Intercâmbio de agricultoras experimentadoras: mulheres de fibra do Cariri e dos Inhamuns

Mulheres do Cariri e dos sertões dos Inhamuns se juntaram em Tauá no Intercâmbio de agricultoras experimentadoras para compartilhar ideias, visões, desafios e conquistas. Um encontro de vidas entre mulheres que vivem no campo e pelo campo e também entre as organizações que fazem parte do Projeto Paulo Freire. 

As agricultoras familiares sempre desempenharam um papel importante no campo só que elas não tiveram o devido e pleno reconhecimento do trabalho. Se analisamos isso desde a perspectiva do Brasil onde o progresso nos direitos das mulheres tem sido lento, o aporte dos projetos das Ongs pode fazer a diferença sobretudo para a questão do empoderamento e da visibilidade.

A Cáritas diocesana de Crateús junto ao Esplar, a ong Cactus e Flor do Piqui estão tentando, no marco do projeto Paulo Freire que tem o apoio financeiro do Governo do Estado do Ceará e do Fida, estimular a autonomia dessas mulheres rurais através do conhecimento, das formações e também da inspiração que os intercâmbios podem trazer.

“A mulher sempre teve espaço na agricultura mas não tinha reconhecimento. Com esses eventos a cada vez mais eu percebo que a situação está mudando. É interessante ver que o papel da mulher è muito forte e que ela não tem mais medo de mostrar o seu trabalho a serviço da comunidade. Hoje em Tauá estou vendo as mulheres do projeto Paulo Freire e percebo que estamos todas no mesmo caminho de libertação e empoderamento onde não tem interferência do homem” comentou Raquel Vertana do sítio Lírio, Santana do Cariri, acompanhada pela ong Cactus.

Durante o intercâmbio as mulheres tiveram a oportunidade de conhecer o canteiro da dona Iraides que mostrou com  muito orgulho os frutos do trabalho dela, alfaces, cenouras, cebolinha, mamão, produtos de um semiárido diferente, que brota vida e que existe apesar da seca.

“Estou aprendendo muitas coisas novas, aqui ela deixa o mato crescer ao redor das plantações e nós no Cariri estamos costumadas a tirar todo. Talvez vamos mudar esse hábito” falou Eliana Teles da Silva do Sítio Guritiba em Santana do Cariri, acompanhada pela ong Flor do Piqui.

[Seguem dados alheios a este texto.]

PR #3786, opened 2021-11-12
`emoji-picker`: add limited Sinhala letter support

CST1229:
### Changes

Adds limited support to Sinhala letters to the emoji picker.

### Reason for changes

It's very sus and also people on the discord wanted it.

### Tests

Works

(This will probably get closed but I'll try)


CST1229:
apple sabotaged
sus deactivated

PR #3789, opened 2021-11-12
editor-comment-previews: fix some bugs

GarboMuffin:
- Don't needlessy force the flyout to completely rerender
 - Various other minor optimizations
 - Fix comment previews in the flyout not working after leaving & entering editor
 - Don't show preview for comments that only contain whitespace
 - Right clicking should hide preview as left clicking already did
 - Improve preview readability in browsers that don't support backdrop-filter (Firefox)
 - Hovering over a text input will now show the comment attached to the block that the input is in (previously it would show nothing, don't know if that was intentional)
 - Fix various other bugs


lisa-wolfgang:
It's only missing one change... you can probably guess what I'm going to say lol

PR #3790, opened 2021-11-12
swap-local-global: theoretical bug fix

GarboMuffin:
The old canUserUseCloudVariables() was unreliable in certain situations, although as far as I'm aware Scratch Addons itself wasn't affected (not entirely sure, there might be some weird edge case). This makes it work reliably everywhere and should be more resistant to any Scratch changes.


apple502j:
Can't we just use `typeof vm.runtime.ioDevices.cloud.provider !== "undefined"` ?

GarboMuffin:
That is always null when the project doesn't already have cloud variables, even if the user is able to make them

PR #3795, opened 2021-11-13
Split project-info addon

### LINKED ISSUE #3742: Make block count a separate addon

The "sprite and script count" addon has an option to show a block count in the editor. Because it's shown in a completely different place, I don't think it should be part of the same addon as the sprite and script count.

Split the addon into two - "sprite and script count" and "block count".

Keep it as a single addon, but change the name and the description to mention the block count. Possible name and description:
* Sprite, script, and block count
   * Shows the number of sprites and scripts a project has next to the Remix button, and the number of blocks in the editor menu bar.

mxmou:
Resolves #3742

### Changes

Makes block-count a separate addon from project-info.

### Reason for changes

The addons are related, but the UI they add is in completely different places.

### Tests

Both addons still work like before.


CST1229:
What about adding transition code to transition project-info users into the new split addons?

WorldLanguages:
Yes, we'd need to add transition code to get-manifests.js

WorldLanguages:
Transition handled by issue #3861

WorldLanguages:
@mxmou Should versionAdded be 1.4.0? I think it would be nice to include this addon under "other new addons"

mxmou:
> @mxmou Should versionAdded be 1.4.0? I think it would be nice to include this addon under "other new addons"

I think showing it as a new addon is better because people might not know about it - if we decide to do that, the description should mention that it was previously part of the sprite and script count addon.

If not, `versionAdded` should be 1.7.0, which is when the setting was added.

PR #3801, opened 2021-11-14
New addon: Profile message count

itta611:
### Changes
This addon shows user message count on profile page.
demo

### Tests
Tested on Google Chrome 95.0.4638.69


itta611:
oh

Alem da experiencia no sítio Junco com a dona Iraides de Lima, foi o momento de se deliciar com os doces de leite e de banana da dona Maria. Mulher solteira que cresceu dez filhos na roça e que hoje, com a ajuda de uma das filhas, produz no mínimo cinquenta barras de doces por semana, fornecendo vários comércios, além de participar no programa PAA(Programa de Aquisição de Alimentos).

“Eu não tenho nenhuma máquina a minha máquina, a única que conheço é vontade, a coragem e a saúde, nunca fui atrás de ninguém, um dia comprei os produtos fui experimentado e quando tomei gosto comecei trabalhar. Sem amor para o que faço seria impossível” salientou Maria Alves de Oliveira Alencar, da localidade de Lustal I, Tauá.

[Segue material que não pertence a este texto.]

PR #3802, opened 2021-11-14
New addon: Profile message count

itta611:
### Changes
This addon shows user message count on profile page.
demo

### Tests
Tested on Google Chrome 95.0.4638.69

### DIFF
--- a/addons-l10n/en/profile-msg-count.json
+++ b/addons-l10n/en/profile-msg-count.json
@@ -1,0 +1,3 @@
+{
+  "profile-msg-count/unread-messages": "Unread messages"
+}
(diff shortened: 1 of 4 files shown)


lisa-wolfgang:
Why under the follow button? Just curious.

itta611:
Just a hunch. I think it looks cluttered when displayed on the left.

itta611:
@WorldLanguages Any updates?

WorldLanguages:
I'm unsure about this addon's concept. Message counts should ideally stay private, they simply aren't because of performance reasons. And I don't think this has been suggested by any users.

WorldLanguages:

Duas histórias diferentes de mulheres do campo que testemunham a diversidade, a riqueza e a criatividade que as agricultoras têm, que sempre foram o centro da economia familiar do semiárido que silenciosamente escondeu essas grandes guerreiras que hoje querem reconhecimento e  direitos. 

Para a Dona Maria Moreira, chamada Cruzinha, da comunidade Riacho de Quiterianópolis acompanhada pela Cáritas de Crateús, essas experiências demonstraram que com a vontade se pode fazer tudo.

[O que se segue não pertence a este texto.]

Issue #3782, opened 2021-11-12
Comment straightening + leashing


lisa-wolfgang:
https://github.com/ScratchAddons/ScratchAddons/pull/3731 does not currently implement any functionality for comments. The ideal solution would be to add a "straightening" feature that would ensure that all block comments' connections are perfectly horizontal. It would also be nice to ensure that block comments don't stray too far from the actual block, which does happen quite often in sprawling workspaces.

Comment leashing should probably go in `fix-editor-comments` because it's pretty much a bug fix. The only problem is deciding where to put comment straightening. There are 2 main options:
1. In `script-snap`, which would make sense because they make comments neater, but the comment leash feature wouldn't fit here.
2. In `fix-editor-comments`, which would definitely make sense for the comment leash because the user doesn't typically expect block comments to be created about three screens away from the block, but maybe not the best option for the comment straightening since that isn't something everyone would want. But then again, this addon is all about enhancing comments...

It could alternatively be its own addon. It would be a rather small one, and I personally think it would fit better in another addon, but I'm just jotting this down to consider.

Samq64:
> ...maybe not the best option for the comment straightening since that isn't something everyone would want.

Why is that a problem? Each bug fix in that addon is already togglable, so this one could just go there and be disabled by default.

lisa-wolfgang:
> 
> 
> > ...maybe not the best option for the comment straightening since that isn't something everyone would want.
> 
> Why is that a problem? Each bug fix in that addon is already togglable, so this one could just go there and be disabled by default.

I suppose.

PR #3804, opened 2021-11-14
fix-editor-comments: add comment snapping and leashing

lisa-wolfgang:
Resolves https://github.com/ScratchAddons/ScratchAddons/issues/3782

### Changes

Two new features have been added to `fix-editor-comments`: "Always spawn block comments next to block" (leashing) and "Keep block comment connections straight" (snapping).

**Before leashing:**

https://user-images.githubusercontent.com/43426138/141669491-2ce2bdcc-2f8f-496b-afa6-27c2c3815033.mp4

**After leashing:**

https://user-images.githubusercontent.com/43426138/141669490-028debc8-349e-4620-b5b1-2fb728121d6e.mp4

Here's what snapping looks like:

https://user-images.githubusercontent.com/43426138/141669488-03ca0f95-0e54-4c11-9551-9a537f374895.mp4

### Reason for changes

Off-screen comments are extremely annoying. They are one of the deterrents that keep people from using block comments.
Snapping also makes comments a lot neater-looking while still allowing the user to move them horizontally, which also makes block comments more appealing to use.

### Tests

Tested on browser w/ Chromium 95 and Firefox 94.0.1.


addons/fix-editor-comments/addon.json
```diff
@@ -9,7 +9,7 @@
     },
     {
       "name": "lisa_wolfgang",
-      "link": "https://github.com/lisa-wolfgang"
+      "link": "https://scratch.mit.edu/lisa_wolfgang"
```
Samq64, line 12:
```suggestion
      "link": "https://scratch.mit.edu/users/lisa_wolfgang/"
```

lisa-wolfgang:
TODO: When https://github.com/ScratchAddons/ScratchAddons/pull/3811 is merged, add `latestUpdate` property to manifest.

addons/fix-editor-comments/addon.json
```diff
@@ -52,6 +52,18 @@
       "id": "standalone-edit",
       "type": "boolean",
       "default": true
+    },
+    {
+      "name": "Always spawn block comments next to block",
+      "id": "leash",
+      "type": "boolean",
+      "default": true
+    },
```
WorldLanguages, line 61: Are we sure all old users of this addon will be fine with this being enabled automatically?

WorldLanguages: Leashing does not happen that often, and it's easy to trace the behavior to this addon, so I'd say it's fine.

lisa-wolfgang: Very few people would want a new comment to be created off-screen automatically. There is little purpose to it, and it is extremely annoying in most cases.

“O brilho que essas mulheres tinham nos olhos falando do trabalho delas, o amor por aquilo que fazem, as histórias bonitas que nos contaram, tudo isso vamos levar para casa e vai nos inspirar” concluiu a agricultora. 

Com o acompanhamento da mediadora e experta de gênero, raça e etnia, Francisca Sena da Secretaria de Desenvolvimento Agrário(SDA) do Governo do Estado do Ceará, as agricultoras concluíram o dia avaliando de forma muito positiva o aporte das oficinas de segurança alimentar do dia anterior e o valor das visitas as duas mulheres que foram para todas uma fonte incrível de inspiração na ótica do empoderamento feminino e do bem viver no semiárido.

Fotos e texto: Lorenza Strano, assessora de comunicação

Semiárido Show 2019 recebe Projeto Paulo Freire

O Semiárido show 2019 que aconteceu em Petrolina do 19 ao 22 de Novembro, recebeu a delegação cearense do Projeto Paulo Freire que contou com a participação de representações de entidades de assessoria técnica, agricultoras familiares, UGP – Unidade de Gerenciamento do Projeto Paulo Freire, e outros parceiros.
A Cáritas Diocesana de Crateús, foi representada pelas agricultoras Antônia Alexsania, mais com conhecida como Sônia, da comunidade de Barreiros/Tauá, que também representou o grupo de mulheres de Barreiros “Maria Cândida”, e Luzia Lima, da comunidade de Inácio José/ Quiterianópolis. Estava presente também Daniela Cavalcante, técnica pela Cáritas.
A missão do projeto Paulo Freire neste evento foi a promoção da troca de conhecimento, geração e construção de novos olhares para o semiárido.
A agricultora Sônia levou para comercializar no espaço ” Vila da economia solidária” um pouco do sabor da luta e empoderamento do grupo de mulheres. Com guloseimas traduzidas em doces, sequilhos, cocadas de jerimum e biscoitos, foi possível, além da venda, divulgar o trabalho dessas mulheres e de muitas outras que se reconhecem nessa experiência.
Foi distribuída a revista o Cirandeiro, produção da Cáritas Diocesana de Crateús, que conta um pouco da história do grupo de mulheres e outras 4 experiências no território dos Inhamuns, partilhadas a partir do trabalho do projeto Paulo Freire e da Cáritas.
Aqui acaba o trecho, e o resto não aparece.